::: Given records :::
PR #2954, opened 2024-07-09
#2948: Remove new line character from sandbox warning header

### LINKED ISSUE #2948: Warning header loses original exception when that exception contains invalid-for-netty-headers characters
**Describe the bug**
I am using zio-http and quill to build a REST service. I create a request handler via `Handler.fromFunctionZIO` that calls into my DB via a quill. In one instance, I forgot to `lift` a variable when creating the query (ie I did `id == someId` instead of `id == lift(someId)`. This causes quill to throw an `IllegalStateException` which is then treated as a fatal defect by the quill-created (I think? I don't think that's a relevant detail) ZIO instance. With `sandbox` turned on for my routes, the error handling mechanism attempts to turn the error into a warning response header. However, the error text for the `IllegalStateException` exception has a `\n` character in it, which fails netty's header validation (`verifyValidHeaderValueCharSequence` in `HttpHeaderValidationUtil.java` returns the index of the first `\n` in the string and not `-1`), causing the original error to be swallowed, and the warning response header to then contain the self-fulfilling meta Schrodinger's error `Validation failed for header 'warning'`. 

**To Reproduce**
1. Turn on sandbox (`Server.serve(routes.sandbox)`)
2. Call a route handled by a ZIO via `Handler.fromFunctionZIO`
3. Have this ZIO fail fatally, and include a new line character in the exception error message

**Expected behaviour**
The original error is returned in the warning header.

jgoday:
Removes new line characters (invalid in header values) when using sandbox to expose exceptions as warning headers.

fixes #2948

### DIFF
--- a/zio-http/shared/src/main/scala/zio/http/Response.scala
+++ b/zio-http/shared/src/main/scala/zio/http/Response.scala
@@ -136,7 +136,7 @@ object Response {
   def error(status: Status.Error, message: String): Response = {
     import zio.http.internal.OutputEncoder
 
-    val message2 = OutputEncoder.encodeHtml(if (message == null) status.text else message)
+    val message2 = OutputEncoder.encodeHtml(if (message == null) status.text else message).replace("\n", " ")
 
     Response(status = status, headers = Headers(Header.Warning(199, "ZIO HTTP", message2)))
   }
--- a/zio-http/jvm/src/test/scala/zio/http/HandlerSpec.scala
+++ b/zio-http/jvm/src/test/scala/zio/http/HandlerSpec.scala
@@ -30,6 +30,22 @@ object HandlerSpec extends ZIOHttpSpec with ExitAssertion {
 
   def spec = suite("Handler")(
     suite("sandbox")(
+      test("response failure with exception is passed through") {
+        val message = "long exception\nwith multiple\nlines"
+        val agent   = "ZIO HTTP"
+        val handler =
+          Handler
+            .fromFunctionZIO[Any] { _ =>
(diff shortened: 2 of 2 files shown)


987Nabil:
I actually think we should get rid of the warning header. It is deprecated and does not seem a good fit

zio-http/shared/src/main/scala/zio/http/Response.scala
```diff
@@ -136,7 +136,7 @@ object Response {
   def error(status: Status.Error, message: String): Response = {
     import zio.http.internal.OutputEncoder
 
-    val message2 = OutputEncoder.encodeHtml(if (message == null) status.text else message)
+    val message2 = OutputEncoder.encodeHtml(if (message == null) status.text else message).replace("\n", " ")
```
anqit, line 139: Might be helpful if this was replaced by `"\\n"` instead, I think it would make it easier to recover the original error text if that was ever desired. Also, I believe netty disallows other characters in its headers, would it make sense to handle all of them at once?

jgoday: Seems that escaping with '\\n' should lead to the same problem.

I think netty (or http spec) only accepts visible ascii characters (between 33 and 125),
should we use URL encoding to escape them ?

jgoday:
> I actually think we should get rid of the warning header. It is deprecated and does not seem a good fit

I undesrtand, feel free to remove this PR.

987Nabil:
Closing since we will remove the warning header usage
:::
What are the lines from the one with "I undesrtand, feel free to remove this PR." through the last line of the records above? Quote them exactly and add nothing.

I undesrtand, feel free to remove this PR.

987Nabil:
Closing since we will remove the warning header usage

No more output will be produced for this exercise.